Try it:
All lines holding the word "exists" are to be copied from the records beneath.

Given records:
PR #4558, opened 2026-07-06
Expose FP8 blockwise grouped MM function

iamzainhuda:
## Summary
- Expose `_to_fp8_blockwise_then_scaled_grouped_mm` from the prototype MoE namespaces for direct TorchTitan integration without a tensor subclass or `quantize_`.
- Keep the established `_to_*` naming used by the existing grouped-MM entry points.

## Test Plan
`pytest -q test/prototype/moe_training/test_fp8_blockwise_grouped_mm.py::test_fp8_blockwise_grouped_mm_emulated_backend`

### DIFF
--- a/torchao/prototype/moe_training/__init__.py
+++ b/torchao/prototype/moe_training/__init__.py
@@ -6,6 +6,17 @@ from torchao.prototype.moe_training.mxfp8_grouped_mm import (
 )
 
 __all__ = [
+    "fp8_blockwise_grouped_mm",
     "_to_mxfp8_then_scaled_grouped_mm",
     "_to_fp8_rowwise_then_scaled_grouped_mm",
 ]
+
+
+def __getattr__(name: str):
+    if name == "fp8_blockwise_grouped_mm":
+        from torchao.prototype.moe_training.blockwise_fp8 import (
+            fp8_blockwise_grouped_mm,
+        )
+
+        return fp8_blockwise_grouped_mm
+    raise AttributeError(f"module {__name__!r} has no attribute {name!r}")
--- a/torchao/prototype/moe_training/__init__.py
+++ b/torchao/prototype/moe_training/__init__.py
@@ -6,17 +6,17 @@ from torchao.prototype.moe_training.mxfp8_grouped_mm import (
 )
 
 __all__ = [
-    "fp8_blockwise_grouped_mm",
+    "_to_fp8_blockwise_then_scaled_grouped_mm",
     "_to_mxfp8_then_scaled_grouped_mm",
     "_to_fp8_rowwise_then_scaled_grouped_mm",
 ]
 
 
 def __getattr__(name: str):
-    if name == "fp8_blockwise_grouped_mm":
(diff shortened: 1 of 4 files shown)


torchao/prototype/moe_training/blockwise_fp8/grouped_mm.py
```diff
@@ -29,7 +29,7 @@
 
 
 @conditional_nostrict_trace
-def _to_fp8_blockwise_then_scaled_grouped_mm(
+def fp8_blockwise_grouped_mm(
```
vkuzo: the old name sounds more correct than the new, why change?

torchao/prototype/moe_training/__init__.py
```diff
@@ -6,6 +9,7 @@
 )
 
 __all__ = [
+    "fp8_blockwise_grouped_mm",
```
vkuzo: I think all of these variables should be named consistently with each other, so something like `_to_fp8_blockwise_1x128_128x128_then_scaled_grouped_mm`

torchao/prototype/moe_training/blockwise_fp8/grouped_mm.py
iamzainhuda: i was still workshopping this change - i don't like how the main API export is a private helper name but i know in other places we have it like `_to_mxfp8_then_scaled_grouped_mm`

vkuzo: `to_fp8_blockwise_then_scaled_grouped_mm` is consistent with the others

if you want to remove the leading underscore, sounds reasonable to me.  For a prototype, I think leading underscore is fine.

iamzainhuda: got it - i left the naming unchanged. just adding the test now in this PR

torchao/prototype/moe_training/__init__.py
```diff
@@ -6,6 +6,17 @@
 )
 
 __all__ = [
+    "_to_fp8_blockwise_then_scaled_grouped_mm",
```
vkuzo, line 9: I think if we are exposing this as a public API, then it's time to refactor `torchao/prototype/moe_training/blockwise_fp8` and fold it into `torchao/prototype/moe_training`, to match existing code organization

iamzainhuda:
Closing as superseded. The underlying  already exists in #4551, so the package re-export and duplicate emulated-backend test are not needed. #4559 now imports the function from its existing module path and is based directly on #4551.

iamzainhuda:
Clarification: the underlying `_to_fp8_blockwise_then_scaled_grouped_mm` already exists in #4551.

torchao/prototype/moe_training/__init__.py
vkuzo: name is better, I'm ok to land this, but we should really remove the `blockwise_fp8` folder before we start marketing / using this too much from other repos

Exercise answer:
Closing as superseded. The underlying  already exists in #4551, so the package re-export and duplicate emulated-backend test are not needed. #4559 now imports the function from its existing module path and is based directly on #4551.
Clarification: the underlying `_to_fp8_blockwise_then_scaled_grouped_mm` already exists in #4551.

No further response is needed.